Problem to work on: The lines needed are those from the start of the records through the line holding "local fs = require('filesystem')", each copied exactly.

Top of Source data

PR #939, opened 2015-02-25
Improved rc script system

magik6k:
Tested, this time it wont break OpenOS, I promise ;p. All changes are backwards compatible.
- Implicit restart when start&stop is present
- disable/enable commands for easier management
- Listing commands in service
- Documentation!

### DIFF
--- a/src/main/resources/assets/opencomputers/loot/OpenOS/lib/rc.lua
+++ b/src/main/resources/assets/opencomputers/loot/OpenOS/lib/rc.lua
@@ -1,4 +1,5 @@
 local fs = require('filesystem')
+local serialization = require('serialization')
 
 -- Keeps track of loaded scripts to retain local values between invocation
 -- of their command callbacks.
@@ -16,6 +17,19 @@ local function loadConfig()
     end
   end
   return nil, reason
+end
+
+local function saveConfig(conf)
+  local file, reason = io.open('/etc/rc.cfg', 'w')
+  if not file then
+    return nil, reason
+  end
+  for key, value in pairs(conf) do
+    file:write(tostring(key) .. " = " .. serialization.serialize(value) .. "\n")
+  end
+  
+  file:close()
+  return true
 end
 
 function rc.load(name, args)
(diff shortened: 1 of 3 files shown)


src/main/resources/assets/opencomputers/loot/OpenOS/lib/rc.lua
```diff
@@ -39,14 +53,47 @@ function rc.unload(name)
...
+          io.output():write(tostring(command) .. " ")
+        end
+      end
+      return true
+    elseif type(result[cmd]) == "function" then
+      res, what = xpcall(result[cmd], debug.traceback, ...)
+      if res then
         return true
       end
+    elseif cmd == "restart" and type(result["stop"]) == "function" and type(result["start"]) == "function" then
```
rmellema, line 72: Maybe also test for the non-existance of a `restart` command here? Maybe a user wants to have control over restarting that is different from simply stopping and starting again.

rmellema:
I may be a little late to the party, but I still wanted to comment on this.

First of all, its nice to see someone give the rc system some love! If I had time I should have done it myself. 

Second thing is about the printing by the library. I think this is kinda ugly, since this takes control away from programmers and is likely to break GUIs. I think this is better done by making this into a separate function for the rc lib. Then the binary can notice the missing of the command and print the help itself. This function could then also be used by other programmers to get information about a script.

Third thing is about the enabling and disabling commands. I feel like this could better be done by `/bin/rc.lua` using flags, so like:

```
# rc -e example
```

To enable example and:

```
# rc -d example
```

To disable example. This is just personal preference though.

src/main/resources/assets/opencomputers/loot/OpenOS/lib/rc.lua
Kubuxu, line 72: Look at L67. If there is restart command, script will choose that branch.

rmellema, line 72: Oh, derp, missed that. Never mind then.

PR #983, opened 2015-03-30
Mandatory OPPM Update

Vexatos:
Not sure why you would want this as OPPM auto-installs itself from the latest version anyway, unless _you know what you are doing_...


fnuecke:
Thanks!

PR #991, opened 2015-03-31
cat.lua now closes opened files properly

mpmxyz:
The title says everything.
It caused a lot of Out of Memory-Errors when I tested a custom file system. (-> many unclosed streams)


fnuecke:
Thanks!

PR #995, opened 2015-04-01
Update .gitignore

xbony2:
This is so mac users like me can send pull requests without the .DS_Store file that are auto-generatored by OS-X, since most people don't like those. See: http://en.wikipedia.org/wiki/.DS_Store

(I'm surprised this hasn't be done yet)

### DIFF
--- a/.gitignore
+++ b/.gitignore
@@ -18,3 +18,6 @@
 # Debugging
 /eclipse
 /run
+
+# OS X
+.DS_Store


rmellema:
You can use a global gitignore file and put the .DS_Store file in there. Then it will never get included and you don't have to exclude it in each and every repo you have.

fnuecke:
Can't hurt to have it either, thanks!

xbony2:
Thanks :3

PR #1003, opened 2015-04-02
Cortana added to robots.name

KJA1582:
Now also includes mod integration drivers for Flaxbeard's Steam Power.

NOTE: You might have to look into the dependencies, I couldn't figure it out. This why there is a Flaxbeard.jar (it is version 0.28.7, latest at the time of writing) in the main folder. I used the compile dependency in build.gradle.


build.gradle
```diff
@@ -178,6 +178,9 @@ dependencies {
 
     compile 'com.google.code.findbugs:jsr305:1.3.9' // Annotations used by google libs.
 
+    //EDITS for Flaxbeard's Steam Power
+    compile files('Flaxbeard.jar')
```
fnuecke: Please add the dependency in a way it can be autodownloaded. If FSP has a maven, that'd be ideal, otherwise add it the the CoFH stuff is referenced, e.g. (i.e. via Curseforge).

build.properties
```diff
@@ -37,4 +37,7 @@ re.version=3.0.0.342
 waila.version=1.5.8a
 wrcbe.version=1.4.1.2
 
+//EDIT_for_Flaxbeard's_Steam_Power_integration
+fsp.version=0.28.7
```
fnuecke: Just insert it where it belongs in alphabetical order, no needs for the "EDIT"s, that's what we have Git for ;-)

src/main/scala/li/cil/oc/integration/Mods.scala
```diff
@@ -72,6 +71,9 @@ object Mods {
   val WirelessRedstoneCBE = new SimpleMod(IDs.WirelessRedstoneCBE)
   val WirelessRedstoneSVE = new SimpleMod(IDs.WirelessRedstoneSV)
 
+  //EDIT Flaxbeard's Steam Power, povidesPower = false because it doesn't have any RF Gen.
+  val FlaxbeardsSteamPower = new SimpleMod(IDs.FlaxbeardsSteamPower, providesPower = false)
```
fnuecke, line 75: Ditto, alphabetical order.

src/main/scala/li/cil/oc/integration/Mods.scala
```diff
@@ -111,7 +113,10 @@ object Mods {
 
     // We go last to ensure all other mod integration is done, e.g. to
     // allow properly checking if wireless redstone is present.
-    integration.opencomputers.ModOpenComputers
+    integration.opencomputers.ModOpenComputers,
+
+    //EDIT for Flaxbeard's Steam Power
+    integration.fsp.ModFSP
```
fnuecke, line 119: Ditto, alphabetical order.

src/main/scala/li/cil/oc/integration/Mods.scala
```diff
@@ -179,6 +184,9 @@ object Mods {
     final val Waila = "Waila"
     final val WirelessRedstoneCBE = "WR-CBE|Core"
     final val WirelessRedstoneSV = "WirelessRedstoneCore"
+
+    //EDIT for Flaxbeard's Steam Power
+    final val FlaxbeardsSteamPower = "Steamcraft"
```
fnuecke, line 189: Ditto, alphabetical order.

src/main/scala/li/cil/oc/integration/fsp/DriverSteamGauge.scala
```diff
@@ -0,0 +1,32 @@
...
+  class Environment(tileEntity: TileEntitySteamGauge) extends ManagedTileEntityEnvironment[TileEntitySteamGauge](tileEntity, "steamGauge") with NamedBlock {
+    override def preferredName = "steamGauge"
+
+    override def priority = 0
+
+    @Callback(doc = "function():number -- Returns the valves pressure.")
+    def getPressure(context: Context, args: Arguments): Array[AnyRef] = result(tileEntity.getPressure)
+
+    @Callback(doc = "function():boolean -- Returns the comparator output of the gauge.")
+    def getComparatorValue(context: Context, args: Arguments): Array[AnyRef] = result(tileEntity.getComparatorOutput)
```
fnuecke, line 29: `getComparatorValue` is the vanilla one, isn't it? In that case, no, there's the comparator block for that.

src/main/scala/li/cil/oc/integration/fsp/DriverSteamBoiler.scala
```diff
@@ -0,0 +1,29 @@
...
+
+  def createEnvironment(world: World, x: Int, y: Int, z: Int): ManagedEnvironment = new Environment(world.getTileEntity(x, y, z).asInstanceOf[TileEntityBoiler])
+
+  class Environment(tileEntity: TileEntityBoiler) extends ManagedTileEntityEnvironment[TileEntityBoiler](tileEntity, "boiler") with NamedBlock {
+    override def preferredName = "boiler"
+
+    override def priority = 0
+
+    @Callback(doc = "function():number -- Returns the boilers pressure.")
+    def getPressure(context: Context, args: Arguments): Array[AnyRef] = result(tileEntity.getPressure)
```
fnuecke, line 26: Seeing as `getPressure` is in all three drivers, I have to wonder: is there no interface that provides this you could make a driver for?

fnuecke:
Aside from the above, the drivers look OK! When done, please squash your commits.

fnuecke:
Aaand I just read your not. Derp. As I said above, look into how the CoFH ones are done. You get the numbers and by looking at the download URL when you get the file from Curseforge.

KJA1582:
What is squashing my commits? I don't use git that offen/much

KJA1582:
By looking at the CoFH, you do mean the ones in build.gradle? Cause I don't quit understand how they are defined as such.

KJA1582:
Ok. Got the autodownloady bit figured out, but now it fails on the javadoc because fsp is called Flaxbeard'sSteamPower and it doesn't like the ' in it. How can I exclude it?

src/main/scala/li/cil/oc/integration/fsp/DriverSteamBoiler.scala
lordjoda, line 26: `getPressure`is from ISteamTransporter.java

Vexatos:
I hope you know that Computronics already has support for all of these so it's actually pretty unnecessary...

KJA1582:
CC has, but unless CC is installed with OC, you can't use it.

Vexatos:
Of course you can, Computronics adds FSP integration to ComputerCraft and OpenComputers.

KJA1582:
I couldn't access it while only having OC installed. in RR3, i did have access to all CC methods.

Vexatos:
Well, [is definitely is there](https://github.com/asiekierka/Computronics/blob/master/src/main/java/pl/asie/computronics/integration/fsp/DriverSteamTransporter.java), and it also [definitely is being registered](https://github.com/asiekierka/Computronics/blob/master/src/main/java/pl/asie/computronics/oc/IntegrationOpenComputers.java#L131-L135).

KJA1582:
Nice, but it isn't OC native.

Vexatos:
...

Isn't that what compat addons are for? Adding integration with other mods?

KJA1582:
Native is like BootCamp. Computronics is more like Parallel Desktops. Nothing wrong with that, but thats the way I see it.

LizzyTrickster:
Also having loads of mod Compatibility in OC itself puts more strain on Sangar because he has to check if any of their APIs have breaking change and potentially support more than one version of the API in some rare cases..

Just my two pennies

**Edit spelling -.-

KJA1582:
Thats a good point.

vifino:
I agree with @LizzyTrickster, and I think using compat addons is just fine.

KJA1582:
There is nothing wrong with compat add ons, don't get me wrong. I just wanted a more native implementation, thats all. After all, thats why open software exists, to build on it and expand it.

fnuecke:
Muh inbax.

So here's the thing: Computronics is, AFAIK, in every modpack that has OC in it anyway (for good reason), and soon OpenPeripheral, too, will have OC support. So there's that. I understand your desire to have the integration bundled with OC itself, as it'd make it more "batteries included", but as @LizzyTrickster pointed out, in the long run maintaining the integration is something _I_ will have to do, either because whoever added it isn't available anymore, or has no time, or it has to get fixed quickly. And it piles up.

That doesn't mean I want no integration code in OC, on the contrary. But adding new integration only makes sense to me, if it's not already present in one (or possibly two!) other mods, each of which are quite popular. And seeing as this is already present in Computronics, I don't think it makes much sense to duplicate the driver. And it doesn't make much sense to move that code from Computronics to OC, either, as it supports other mods, too, which is a huge argument in favor of having separate integration mods.

Thanks a lot for your work and interest nonetheless! If you find any other things that might make sense to add integration for - ideally without requiring JAR dependencies, but that's admittedly rare - please do suggest and discuss that!

KJA1582:
Will do, I actually didn't know there already was integration for this, so this one is my mistake.

Anyway, I still have that failing javadoc on the build, how do I solve it? Using the exclude statement didn't do anything, I probably set it up wrong somehow.

LizzyTrickster:
@Vexatos did point out the intergration....

fnuecke:
No idea what that error is you're getting there, sorry.

He did, but only after the PR was made, unless I missed something?

KJA1582:
AFTERWARDS, I didn't know this mod even exists/did it.

KJA1582:
It can't find the packages sSteamPower, which occurs since in the name there is an ', which also is the string tag

fnuecke:
No clue, but that's more of a Gradle question, and there are places for that. I'll be locking this before it gets any more off topic...

PR #1556, opened 2015-12-12
Added support for HTTP request headers

invliD:


magik6k:
I guess that some would like to have an option to disable this in config

fnuecke:
Looks good! But indeed, please add a config to allow disabling it (I'm fine with it being enabled by default), then I'll merge it!

invliD:
@fnuecke It's done.

fnuecke:
Allright, thanks!

PR #1562, opened 2015-12-15
[1.6] Fixed network card message target for servers

magik6k:
Passing messages to main node of server by all installed network cards is confusing, can cause duplicate packets as well as multiple hard to fix issues with routing stacks, so I guess messages should be only sent to card's node, as connecting card node to the same(or other ofc) rail main node is connected to is [way] more intuitive than getting duplicate packets.


fnuecke:
Ah, that's also a possibility of implementing it. Tad special casey but everything else would probably be overengineering. Thanks!

Issue #1563, opened 2015-12-16
InputStreamFileSystem (and possibly others) do not set filename when throwing FileNotFoundException


Pwootage:
I noticed this while implementing the filesystem for my OS (made it very tricky to track down which file it wasn't finding).

https://github.com/MightyPirates/OpenComputers/blob/master-MC1.7.10/src/main/scala/li/cil/oc/server/fs/InputStreamFileSystem.scala#L39-L41

``` scala
  override def open(path: String, mode: Mode) = this.synchronized(if (mode == Mode.Read && exists(path) && !isDirectory(path)) {
    val handle = Iterator.continually((Math.random() * Int.MaxValue).toInt + 1).filterNot(handles.contains).next()
    openInputChannel(path) match {
      case Some(channel) =>
        handles += handle -> new Handle(this, handle, path, channel)
        handle
      case _ => throw new FileNotFoundException()
    }
  } else throw new FileNotFoundException())
```

I can look for the rest of these and open a pull request, if you like (after finals tomorrow :P)

fnuecke:
Ah, you mean throwing something saying "too many open handles" instead? Sure, if there are other instances (can't remember just how re-used the code in the FS stuff is), gladly!

See if just adding a message to the exception does the trick so stuff depending on it being a FNFE don't break, if it doesn't oh well.

Pwootage:
Fixed by #1570

PR #1570, opened 2015-12-16
Add filename to FileNotFoundExceptions thrown in various filesystem implementations

Pwootage:
For #1563

### DIFF
--- a/src/main/scala/li/cil/oc/server/fs/FileInputStreamFileSystem.scala
+++ b/src/main/scala/li/cil/oc/server/fs/FileInputStreamFileSystem.scala
@@ -38,7 +38,7 @@ trait FileInputStreamFileSystem extends InputStreamFileSystem {
     case file if file.exists() && file.isFile => Array(file.getName)
     case directory if directory.exists() && directory.isDirectory && directory.list() != null =>
       directory.listFiles().map(file => if (file.isDirectory) file.getName + "/" else file.getName)
-    case _ => throw new io.FileNotFoundException("no such file or directory")
+    case _ => throw new io.FileNotFoundException("No such file or directory: " + path)
   }
 
   // ----------------------------------------------------------------------- //
--- a/src/main/scala/li/cil/oc/server/component/FileSystem.scala
+++ b/src/main/scala/li/cil/oc/server/component/FileSystem.scala
@@ -301,7 +301,7 @@ class FileSystem(val fileSystem: IFileSystem, var label: Label, val host: Option
 
   private def clean(path: String) = {
     val result = com.google.common.io.Files.simplifyPath(path)
-    if (result.startsWith("../")) throw new FileNotFoundException()
+    if (result.startsWith("../")) throw new FileNotFoundException(path)
     if (result == "/" || result == ".") ""
     else result
   }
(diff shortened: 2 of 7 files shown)


src/main/scala/li/cil/oc/server/fs/FileInputStreamFileSystem.scala
```diff
@@ -38,7 +38,7 @@ trait FileInputStreamFileSystem extends InputStreamFileSystem {
     case file if file.exists() && file.isFile => Array(file.getName)
     case directory if directory.exists() && directory.isDirectory && directory.list() != null =>
       directory.listFiles().map(file => if (file.isDirectory) file.getName + "/" else file.getName)
-    case _ => throw new io.FileNotFoundException("no such file or directory")
+    case _ => throw new io.FileNotFoundException(path + " (no such file or directory)")
```
dgelessus: How about changing the format to `"no such file or directory: " + path`? That way you can see the failure reason right away even if the path is very long, which I find more useful than putting the error message after the path (where it's easy to miss too). That's how Python does it for example:

``` python
>>> open("/usr/bin/nope")
Traceback (most recent call last):
  File "<stdin>", line 1, in <module>
FileNotFoundError: [Errno 2] No such file or directory: '/usr/bin/nope'
```

Same goes for `"read-only filesystem"` down below.

(Or are these exceptions that stay inside Scala and this is an established convention there? In that case feel free to ignore this.)

fnuecke: I second that, makes sense and for more readable errors. Other than that looking good!

Pwootage:
Updated pull request with new messages as requested

fnuecke:
Thanks!

src/main/scala/li/cil/oc/server/fs/FileInputStreamFileSystem.scala
```diff
@@ -38,7 +38,7 @@ trait FileInputStreamFileSystem extends InputStreamFileSystem {
     case file if file.exists() && file.isFile => Array(file.getName)
     case directory if directory.exists() && directory.isDirectory && directory.list() != null =>
       directory.listFiles().map(file => if (file.isDirectory) file.getName + "/" else file.getName)
-    case _ => throw new io.FileNotFoundException("no such file or directory")
+    case _ => throw new io.FileNotFoundException("No such file or directory: " + path)
```
makkarpov, line 41: In Lua (as this exception will propagate to it) error messages usually start with lower case letter.

fnuecke, line 41: Yeah, I'll change it back to lowercase later :P

Pwootage, line 41: Poor non-lua developers seeing non-standard lower-case starting error
messages ;)

On Sun, Dec 20, 2015 at 3:37 PM, fnuecke notifications@github.com wrote:

> In src/main/scala/li/cil/oc/server/fs/FileInputStreamFileSystem.scala
> https://github.com/MightyPirates/OpenComputers/pull/1570#discussion_r48109340
> :
> 
> > @@ -38,7 +38,7 @@ trait FileInputStreamFileSystem extends InputStreamFileSystem {
> >      case file if file.exists() && file.isFile => Array(file.getName)
> >      case directory if directory.exists() && directory.isDirectory && directory.list() != null =>
> >        directory.listFiles().map(file => if (file.isDirectory) file.getName + "/" else file.getName)
> > -    case _ => throw new io.FileNotFoundException("no such file or directory")
> > -    case _ => throw new io.FileNotFoundException("No such file or directory: " + path)
> 
> Yeah, I'll change it back to lowercase later :P
> 
> —
> Reply to this email directly or view it on GitHub
> https://github.com/MightyPirates/OpenComputers/pull/1570/files#r48109340
> .

## 

Sé onr sverdar sitja hvass!
-Pwootage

Bottom of Source data

Output for this exercise:
PR #939, opened 2015-02-25
Improved rc script system

magik6k:
Tested, this time it wont break OpenOS, I promise ;p. All changes are backwards compatible.
- Implicit restart when start&stop is present
- disable/enable commands for easier management
- Listing commands in service
- Documentation!

### DIFF
--- a/src/main/resources/assets/opencomputers/loot/OpenOS/lib/rc.lua
+++ b/src/main/resources/assets/opencomputers/loot/OpenOS/lib/rc.lua
@@ -1,4 +1,5 @@
 local fs = require('filesystem')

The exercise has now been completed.